### Problem statement
Using the data below, copy every line that contains the word "mobile".

Collected data:
────────────────────────────────────────

PR #452, opened 2016-04-08
Big cleanup: remove http/client

bassosimone:
First pull request in a wave of pull requests for cleaning up MK after recent changes in DNS, net, and HTTP code that improved API safety and ease of usage.

Here we take down the HTTP client, refactor existing tests, and mark with XXX and/or TODO places in the code that need further love.

Before we proceed, it seems there are [memory errors introduced by this cleanup](https://travis-ci.org/measurement-kit/measurement-kit/jobs/122739892#L3075).

- [x] fix memory errors highlighted above
- [x] add todo list regarding how to proceed from now at bottom

### DIFF
--- a/include/measurement_kit/http/http.hpp
+++ b/include/measurement_kit/http/http.hpp
@@ -68,32 +68,6 @@ typedef std::function<void(Error, Response)> RequestCallback;
 // Forward declaration of internally used class.
 class Request;
 
-/// HTTP client.
-class Client {
-
-  protected:
-    std::set<Request *> pending;
-
-  public:
-    /// Issue HTTP request.
-    void request(Settings settings, Headers headers, std::string body,
-                 RequestCallback callback, Logger *lp = Logger::global(),
-                 Poller *poller = Poller::global());
-
-    /// Get the global HTTP client instance
-    static Var<Client> global() {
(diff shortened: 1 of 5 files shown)


bassosimone:
So, memory errors are fixed by this diff:

```patch
diff --git a/src/http/request.cpp b/src/http/request.cpp
index 542cf63..8c40b98 100644
--- a/src/http/request.cpp
+++ b/src/http/request.cpp
@@ -84,12 +84,12 @@ void request_recv_response(Var<Transport> transport, RequestRecvResponseCb cb,
             *prevent_emit = true;
             parser->eof();
         }
-        cb(err, response);
+        // TODO: make sure we remove all cycles
         transport->on_error(nullptr);
         transport->on_data(nullptr);
         poller->call_soon([=]() {
             logger->debug("request_recv_response: end of closure");
-            // TODO: make sure we remove all cycles
+            cb(err, response);
         });
     });
 }
```

Let's now try to justify why this happens.

bassosimone:
# TODO list for @AntonioLangiu 
- [ ] create issue of migrating `Poller *` and `Logger *` to `Var<Poller>` and `Var<Logger>`.
- [ ] review and merge this pull request

Issue #448, opened 2016-04-06
OSX on travis failure


AntonioLangiu:
The build on the OSX machine on travis fails due to the test [`test/net/connect`](https://travis-ci.org/measurement-kit/measurement-kit/jobs/120867977#L4721).

The problem is that it expects a `NetworkError` but it receives a `TimeoutError`. I was able yesterday to reproduce this problem locally, but it happens just in some Network conditions. (For example now the test pass)

@bassosimone and @DavideAllavena do you think that we should check for both? Is it normal that when you try to make a connection to a closed port of a server you have a timeout problem?

bassosimone:
Yes, this seems reasonable. I did some testing as well and managed to reproduce the issue here for me in a couple of cases, under OSX. Please, go ahead!

AntonioLangiu:
So, I was able to reproduce the error setting a rule to the firewall to block all the icmp packets. 
So the problem seems that the travis osx machine blocks icmp (or maybe just the type 3: Destination Unreachable, that is what we need in this case), so the test receive a `TimeoutError` instead of a `NetworkError`. 
If you want to reproduce the test on your machine you can try with ubuntu and iptables, or like I did with mac and pfctl. Try to add this rule to your `/etc/pf.conf`:

    block in log proto icmp all

and then reload the pfctl configuration with:

    pfctl -Fa -f /etc/pf.conf

You should get the same error reported on travis!

AntonioLangiu:
#456 fixed the problem, as you can see in [this travis build](https://travis-ci.org/measurement-kit/measurement-kit/builds/121883739)

bassosimone:
Thank you for investigating this issue! I think the issue itself could now be closed and the pull request deal with once the requested changes have been applied!

PR #457, opened 2016-04-09
Refactor the build matrix

AntonioLangiu:
The follow improvements are added:
    - more clear code
    - "install" inside ubuntu trusty using beta apt (avoiding sudo)
    - export just one variable in the environment and using it for CC and CXX
    - export CC and CXX for every architecture except for iOS build
    - fix valgrind using suppression file
    - correct the order of the builds
    - check witch combination takes less time

Now 4 builds are allowed to fail. One should fail, the other 3 not, but I did so
because with fast-finish we are able to check the build and merge the PR faster.

I think is useful to have valgrind working, so we can check if we are introducing a memory leak without checking the build, and if we are introducing a memory leak and we don't want to fix it for the moment, we can just add it to the suppression file. Every time valgrind detect an error it prints the suppression code, that must be just copied in `build/travis/suppression_file.supp`.


.travis.yml
```diff
@@ -1,24 +1,19 @@
...
 
 install:
-    - if [ "$EXPORT" = "true" ]; then
-        if [ "$CXX" = "g++" ]; then export CXX="g++-$CXX_V" CC="gcc-$CC_V"; fi;
-        if [ "$CXX" = "clang++" ]; then
-          export CXX="clang++-$CXX_V" CC="clang-$CC_V";
-        fi;
-      fi
-    - ./autogen.sh
+    - env
```
AntonioLangiu: This should be removed

Makefile.am
```diff
@@ -29,7 +29,9 @@ TESTS = $(ALL_TESTS)
 check_PROGRAMS = $(ALL_TESTS)
 
 VALGRIND = valgrind --trace-children=yes --error-exitcode=1                    \
-                    --dsymutil=yes --leak-check=yes
+                    --dsymutil=yes --leak-check=yes 						   \
+					--gen-suppressions=all									   \
```
AntonioLangiu: Reindent

test/net/connect.cpp
```diff
@@ -110,14 +110,20 @@ TEST_CASE("connect_base works with ipv4") {
...
+
 TEST_CASE("connect_base works with ipv4 and closed port") {
     if (CheckConnectivity::is_down()) {
         return;
     }
     loop_with_initial_event([]() {
         connect_base("130.192.16.172", 81,
                 [](Error err, bufferevent *bev) {
-                    REQUIRE(err == NetworkError());
+                    REQUIRE(checkError (err));
```
AntonioLangiu: This should be fixed with #448

AntonioLangiu:
The only problem of the fact that the valgrind build is not allowed to fail is that sometimes we have a fail with the DelayedCall unit test. @bassosimone what can be a solution for this?

bassosimone:
I am against the suppression file part. I do not want to suppress memory errors in our code. I think this is very bad practice and that we should not do that. I would prefer, instead, a patch where Valgrind is not allowed to fail and our entire build fails until we fix the issues. This, I think, would be the more integralist way to address the problem that certain parts of our code have memory errors.

.travis.yml
```diff
@@ -1,24 +1,18 @@
 language: cpp
 
 before_install:
-  - if [ "$INSTALL" = "true" ]; then
-      sudo add-apt-repository -y ppa:ubuntu-toolchain-r/test;
-      sudo apt-get update -qq;
-      sudo apt-get install -qq -y --force-yes gcc-4.8 g++-4.8;
-    fi
```
bassosimone: This has been removed because made redundant by specifying the packages, correct?

.travis.yml
```diff
@@ -1,24 +1,18 @@
...
-          export CXX="clang++-$CXX_V" CC="clang-$CC_V";
-        fi;
-      fi
-    - ./autogen.sh
+    - if [ "$CXX" = "g++" -a -n "${VER+1}" ]; then 
+          export CXX="g++-$VER" CC="gcc-$VER"; 
+      fi;
+    - if [ "$CXX" = "clang++" -a -n "${VER+1}" ]; then
+          export CXX="clang++-$VER" CC="clang-$VER";
+      fi;
```
bassosimone: I really don't like the way in which this is implemented! Why don't we directly export `CXX` and `CC`? If it's not possible to specify that variables directly, why don't use `MK_CXX` and `MK_CC` to override `CXX` and `CC` in the proper place of the Valgrind file?

.travis.yml
```diff
@@ -58,10 +55,9 @@ after_failure:
 matrix:
   fast_finish: true
   include:
-
     - sudo: false
       compiler: g++-5
-      env: OS="Ubuntu 12.04" CXX_V=5 CC_V=5 EXPORT=true
+      env: OS="Ubuntu 12.04" VER=5
```
bassosimone: Given what I said above, this should read `CXX=g++-5 CC=gcc-5`

.travis.yml
```diff
@@ -71,32 +67,39 @@ matrix:
...
       addons:
         apt:
           packages:
-            - g++-4.8
-            - gcc-4.8
+            - clang-3.6
+            - llvm-3.6-dev
+            - valgrind
           sources:
+            - llvm-toolchain-precise-3.6
```
bassosimone: Here basically you have removed compiling with g++-4.8, correct?

bassosimone:
From the description, I also understand that you changed the order of the tests. I would have preferred to see such cosmetics as part of another (subsequent) pull request, for readability++.

bassosimone:
Awesome work! Now the build time is greatly reduced, we stay in Ubuntu 12.04 where we observed memory issues in the past (so we're not avoiding problems), and we're still measuring everything that matterns. We will add more builds as we approach releases and then remove (comment) them again after release. Thank you!

PR #461, opened 2016-04-10
test/net/buffer.cpp: fix memleak

bassosimone:
This was of the memory errors spotted in #452.


AntonioLangiu:
I think it is ok :+1:

PR #467, opened 2016-04-14
Implement connect_many() required by NDT

bassosimone:
There is a case where the NDT client could open more than one connection to the remote server. Add code in `net` to allow to implement that use case. Also add regress tests.


src/net/connect-many.hpp
```diff
@@ -0,0 +1,67 @@
...
+                return;
+            }
+            ctx->connections.push_back(txp);
+            --ctx->left;
+            connect_many_<do_connect>(ctx);
+        },
+        ctx->settings, ctx->logger, ctx->poller);
+}
+
+static Var<ConnectManyCtx> connect_many_make(std::string address, int port,
```
AntonioLangiu: I think the right position of this function would be as a static method of the class ConnectManyCtx.

AntonioLangiu:
I think is ready to merge, I'm waiting for the travis build!

bassosimone:
It seems [there is a leak](https://travis-ci.org/measurement-kit/measurement-kit/jobs/123769352#L2745). I will look into it in the next days.

src/net/connect-many.hpp
bassosimone: I understand you comment. I think it's more or less the same because you can refactor one thing into the other. In this case I preferred to not mix the class and methods style and the struct and functions style, since this file in particular is totally implemented using the latter.

bassosimone:
Done!

AntonioLangiu:
Ok, thanks! merging!

PR #469, opened 2016-04-16
big cleanup: convert, remove http test cases

bassosimone:
The objective here is to avoid losing coverage but to arrive to
a point where there are no test cases for old HTTP API.

At that point, we can then safely remove such API without causing
any issue to the tree, because no users are left.

- convert Request() test cases to use request(), but skip for now
  the test cases where such conversion is not straightforward

- remove Stream() test cases that duplicate test cases that use
  the request() API (no point in converting them)

- note that there is more work to do


bassosimone:
No new Valgrind errors introduced by this cleanup. Merging!

PR #1322, opened 2017-09-02
dash: detect middleboxes preventing the test from running

bassosimone:
This branch contains fixes to let dash work on Vodafone and other mobile networks where the connection is closed after the first request has been sent and the first response received.


bassosimone:
It seems that setting `Cache-Control` like I did in e5f1293 is not enough to fix the behavior.

bassosimone:
[RFC 7230 Sect 6.1](https://tools.ietf.org/html/rfc7230#section-6.1) says:

> the Connection header field provides a declarative way of distinguishing header fields that are only intended for the immediate recipient ("hop-by-hop") from those fields that are intended for all recipients on the chain ("end-to-end")

if I am understanding that correctly (and I think I do) then there is not much to fix dash for networks like Vodafone where there is a middlebox that forces `Connection: close` after the first message.
.
What I can do is to add code to _detect_ that case and fail more gracefully.

I _think_ that using `https` for DASH may be better because in that case the test would go over an encrypted end to end tunnel, so probably by restructuring it that way we would have the possibility of running the whole test.

Another possible fix would be to allow DASH to work with non-persistent connections, but also that IMHO cannot be done without thinking quite a little bit about that, since the idea of the test was to measure performance of retrieving stuff using DASH with a single connection.

bassosimone:
Added @hellais, @darkk, and @joelanders as potential reviewers, mainly to have their feedback related [to my previous comment on how to move forward](https://github.com/measurement-kit/measurement-kit/pull/1322#issuecomment-330179410).

bassosimone:
Also moving this to `v0.8.0-beta` since I think I cannot have that done by today.

bassosimone:
# TODO list for me
- [ ] in this branch, push support for preventing caches from caching responses (will not fix the main issue but is anyway the right thing to do in terms of http)
- [ ] in this branch, add a specific error code for this error condition (a-ha, the libc++ terms!) such that we can report to users what objectively is a functional limitation of the test
- [ ] open another issue for discussing how to fix dash; I currently see two different ways forward:
    1. adding to the neubot-server support for https and run the test over that
    2. change dash to work even if the connection is closed (I think this can be possibly implemented quite easily, but I wonder what effects this could have on measurements, so I should probably run some comparative tests and spend some time thinking _before_ merging this yolo into master)

bassosimone:
I am going to merge this into master as soon as travis completes, so we can test on real devices.

bassosimone:
(Added the hotfix flag, since this clearly qualifies as an hotfix.)

bassosimone:
The [travis-ci/push test that failed](https://travis-ci.org/measurement-kit/measurement-kit/jobs/295337490#L2011) is just a transient failure that we can safely ignore.

bassosimone:
Merging! I explained above because the only test that failed was a transient failure.

PR #1332, opened 2017-09-06
@joelanders #1192 plus my changes

bassosimone:


bassosimone:
Note: I've cancelled the `travis-ci/pr` build.

bassosimone:
I am going to merge this PR even though the regress tests fail. What is actually going on is that a test for `sha256.badssl.com` in `test/net/connect.cpp` fails because we're using the CA certificate chain saved at `test/fixtures/certs.pem`. I have verified locally that thing would work when using system-wide CA. That is, the failure is caused by an unrelated bug in the regress tests with which I'll deal soon.

PR #1333, opened 2017-09-06
ooni: add support for CNAME

### LINKED ISSUE #1270: dns: where possible, gather CNAME
@darkk noticed in https://github.com/TheTorProject/ooni-pipeline/pull/62 that:

>  control_failure [ambiguous] is stamped at ~27% of dns_a rows, that's likely a bug

It seems this is only affecting measurements from the mobile apps, so it's likely a bug in measurement-kit.

We should look into this fact and figure out what is going on.

bassosimone:
Closes #1270.

- `./measurement_kit facebook_messenger`

```JSON
        "queries": [
            {
                "answers": [
                    {
                        "answer_type": "CNAME",
                        "hostname": "z-m.c10r.facebook.com",
                        "ttl": 0
                    },
                    {
                        "answer_type": "A",
                        "ipv4": "31.13.86.37",
                        "ttl": 0
                    }
                ],
                "engine": "system",
                "failure": null,
                "hostname": "b-graph.facebook.com",
                "query_type": "A",
                "resolver_hostname": null,
                "resolver_port": null
            }
        ]
```

- `./measurement_kit web_connectivity -u http://www.facebook.com`

```JSON
        "queries": [
            {
                "answers": [
                    {
                        "answer_type": "CNAME",
                        "hostname": "star-mini.c10r.facebook.com",
                        "ttl": 0
                    },
                    {
                        "answer_type": "A",
                        "ipv4": "31.13.86.36",
                        "ttl": 0
                    }
                ],
                "engine": "system",
                "failure": null,
                "hostname": "www.facebook.com",
                "query_type": "A",
                "resolver_hostname": null,
                "resolver_port": null
            }
        ]
```

(Are there any other OONI tests for which this is relevant?)


src/libmeasurement_kit/ooni/web_connectivity.cpp
```diff
@@ -527,8 +527,6 @@ static void experiment_dns_query(
             for (auto answer : message->answers) {
                 if (answer.ipv4 != "") {
                     addresses.push_back(answer.ipv4);
-                } else if (answer.hostname != "") {
-                    addresses.push_back(answer.ipv4);
```
bassosimone: Note: this caused passing the `CNAME` to the backend to connect to. The result was a failure.

include/private/dns/system_resolver.hpp
```diff
@@ -45,20 +45,32 @@ void system_resolver(QueryClass dns_class, QueryType dns_type, std::string name,
         return;
     }
 
+    /*
+     * When running OONI tests, we're interested to know not only the IPs
+     * associated with a specific name, but also to the CNAME.
+     */
+    ErrorOr<bool> also_cname = settings.get("dns/resolve_also_cname", false);
```
hellais: I am not a fan of this settings name, but I understand why you used it (`resolve_cname` would have been confusing). No concrete suggestion here, but mainly a note to myself.

include/private/libevent/dns.hpp
```diff
@@ -335,6 +335,22 @@ void query(QueryClass dns_class, QueryType dns_type, std::string name,
...
+     *
+     * This is not yet implemented in the libevent engine.
+     */
+    ErrorOr<bool> also_cname = settings.get("dns/resolve_also_cname", false);
+    if (!also_cname) {
+        cb(also_cname.as_error(), nullptr);
+        return;
+    }
+    if (*also_cname == true) {
+        cb(mk::NotImplementedError(), nullptr);
```
hellais: ha, so libevent doesn't support this?

src/libmeasurement_kit/ooni/web_connectivity.cpp
hellais: That's interesting. I should probably look into this as it's probably a bug in ooni-backend. Filed: https://github.com/TheTorProject/ooni-backend/issues/110

include/private/dns/getaddrinfo_async.hpp
```diff
@@ -61,7 +61,11 @@ std::vector<Answer> getaddrinfo_async_parse_response(const std::string &name,
             throw GenericError(); /* Avoid g++ warning */
         }
         if (p->ai_canonname != nullptr) {
-            answer.hostname = p->ai_canonname;
+            Answer cname_ans = answer;
```
hellais: Is this an API change? Was `answer.hostname` ever used? We should at the very least document it in the changelog.

bassosimone: No, there was no use case where we were using this. I'd say it was unexpected behavior (i.e. inconsistent with our API) what we were doing previously.

src/libmeasurement_kit/ooni/web_connectivity.cpp
bassosimone: Well, to be more specific: the backend said it could not connect to and the JSON contained a `null` where a boolean was expected. That triggered a `nlohmann::json` exception.

include/private/libevent/dns.hpp
bassosimone: It is probably possible to do that with some hacking. I recall there is a way to convince it doing so, but decided not to bother implementing it, since we're using the `system` resolver for all cases except when we need to force a specific DNS server. Since the plan is to switch over to `c-ares` in the future, I figured it was more efficient not to spend time on hammering this further.

bassosimone:
I am going to merge. Apart from builds that I suppressed, there is the typical failure with ooni-resources where sometimes we get a `503` and the test actually expects a `200`.

PR #1335, opened 2017-09-06
fix(test): use cURL CA

bassosimone:
The usage of a basic CA broke tests in #1332. Use always the
cURL CA except in the only case where we need two CAs. In such
case, use cURL CA and the basic CA as fallback.

Rename basic CA for clarity.


bassosimone:
I suppressed the `travis-ci/pr` build.

PR #1336, opened 2017-09-09
refactor(net): ongoing work

bassosimone:
This branch contains ongoing work for refactoring net. My (tentative) objectives are:

- simplify the code and make it easier to read
- allow to interact with a `Transport` using a full proactor pattern (i.e. similar to asio's `async_read` and `async_write` and to `libuv`)
- refactor all code related to connecting using libevent into a single file
- fix the bug that we cannot do socks5 over ssl
- allow to measure precisely the amount of bytes sent and received (at ssl level)
- refactor socks5 to be a simple factory
- rationalize usage of errors and be able to measure more ssl errors
- allow to capture the content of the initial ssl handshake
- refactor more code (including algorithms on transports) to be public templates using mocks for testability
- use a single bufferevent for ssl code when possible (should improve performance)
- improve performance of sending by using `evbuffer` reference rather than copying a string

I am structuring this branch as a set of simple, self-contained patches that ideally can cherry-picked and applied to master when they're ready. Probably, at the end, this branch will not even be merged but all of its content will be cherry-picked and merged into master.

### DIFF
--- a/.clang-format
+++ b/.clang-format
@@ -1,5 +1,4 @@
 ---
 BasedOnStyle: LLVM
 IndentWidth: 4
-ContinuationIndentWidth: 6
 ---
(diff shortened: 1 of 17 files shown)


bassosimone:
Also this in-progress branch can be closed.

────────────────────────────────────────

### Solution for this task
This branch contains fixes to let dash work on Vodafone and other mobile networks where the connection is closed after the first request has been sent and the first response received.
It seems this is only affecting measurements from the mobile apps, so it's likely a bug in measurement-kit.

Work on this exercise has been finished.